За всем этим время пролетело быстро и легко, словно я опустошил бокал и каждый глоток доставил мне удовольствие. Наступил вечер, я упаковал чемодан, собираясь утром уехать и не испытывая по этому поводу никакого сожаления. Я заранее радовался поездке по железной дороге мимо деревень, лесов и покрытых снегом гор, радовался своему возвращению домой.
На этот вечер я был еще приглашен в один красивый новый дом на фешенебельной Швабингерштрассе, где чувствовал себя очень привольно за оживленными разговорами и изысканными закусками. Там были и дамы, но поскольку я чувствую себя неловко и стыдливо в общении с ними, я придерживался мужского общества. Мы пили белое вино из тонких узких бокалов и курили хорошие сигары, стряхивая пепел в серебряные, позолоченные изнутри пепельницы. Мы говорили о городе и о стране, об охоте и театре, и о культуре тоже, которая, похоже, сближала нас. Мы говорили громко и интеллигентно, с темпераментом и иронией, серьезно и шутливо, и смотрели друг другу в глаза живо и с умным видом.

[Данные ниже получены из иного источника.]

PR #77, opened 2020-01-16
Async citests

ZacLN:
Testing

### DIFF
--- a/README.md
+++ b/README.md
@@ -12,17 +12,17 @@ Documentation for working with Julia environments is available [here](https://gi
 ## API
 
 ```julia
-SymbolServerProcess(path_to_env)
+SymbolServerInstance(path_to_env)
 ```
 Launches a server process (with given enviroment) and retrieves the active context. This client side process (this) contains a depot of retrieved packages.
 
 ```julia
-change_env(ssp::SymbolServerProcess, env_path::String)
+change_env(ssp::SymbolServerInstance, env_path::String)
 ```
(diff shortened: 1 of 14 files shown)


ZacLN:
@davidanthoff, this should fix the fiddly compat issues with v1.0- but tests seem to hang indefinitely at the `take!` call in the tests, not sure

davidanthoff:
I added code that shows exceptions in the async task (instead of just having them disappear in the nothing), I think that should help us pin down what is going on. I think there is something that we expect a UUID but get a string...

davidanthoff:
I fixed two more bugs on Julia 1.0, but now have to run. But there should be proper error output at this point that makes it fairly straightforward to find the right fix.

ZacLN:
Tests should pass but Base64 doesn't seem to get pulled in on v1.0- ?

davidanthoff:
Well, we're getting close :) Something wrong on Julia 1.1 only now?

ZacLN:
It's fixed (locally, tests running now) but mostly be eliding the issue, its not clear to me how important the cache naming.

davidanthoff:
I think (hope) that https://github.com/julia-vscode/SymbolServer.jl/pull/77/commits/18946b1b671691c2725b2eee24bf8403a2b782e7 will fix this properly on all versions of Julia. Let's see what CI says :)

ZacLN:
Well done, that was pretty painful getting that to work!

davidanthoff:
DONE! I'll merge, ok?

И только совсем поздно, когда вечер заканчивался и мужчины перешли к политике, в которой я не разбирался, я обратил внимание на приглашенных дам. Они беседовали с юными живописцами и скульпторами, беднягами художниками без гроша в кармане, однако одетыми без исключения элегантно, так что я никак не мог испытывать к ним сочувствие, наоборот, уважение. Но они тоже любезно согласились терпеть меня в своем обществе, приветливо ободряли приехавшего из провинции гостя, так что я даже забыл про свою застенчивость и заговорил с ними весьма по-братски. И попутно бросал любопытные взгляды на молодых дам.
Среди них я заметил совсем юную девушку, не больше девятнадцати лет, со светлыми по-детски волосами и узким голубоглазым лицом. На ней было светлое платье с голубыми оборками, она довольная сидела на стуле и ловила каждое слово. Я не смотрел в ее сторону, но наступил момент, когда ее звезда вспыхнула на моем небосклоне и я увидел ее тоненькую фигурку и искреннюю, еще нерешительную прелесть, заключив их в свое сердце, и услышал дивную мелодию, внутри которой она двигалась как в коконе. Тихая радость и умиление заставили мое сердце биться легко и быстро, и мне хотелось заговорить с ней, но я не знал, что бы сказать такое значительное. Она сама говорила очень мало, больше улыбалась, кивала и давала нараспев короткие ответы своим легким мелодичным голосом, словно парящим в воздухе. На ее тонком запястье лежала кружевная манжета, из нее выглядывала детская ручонка с нежными одухотворенными пальчиками. Ее ножка, которой она играючи покачивала, была одета в высокий башмачок из тонкой коричневой кожи, и его формы и размер, как и кистей ее рук, находились в полной гармонии со всей ее приятной фигурой.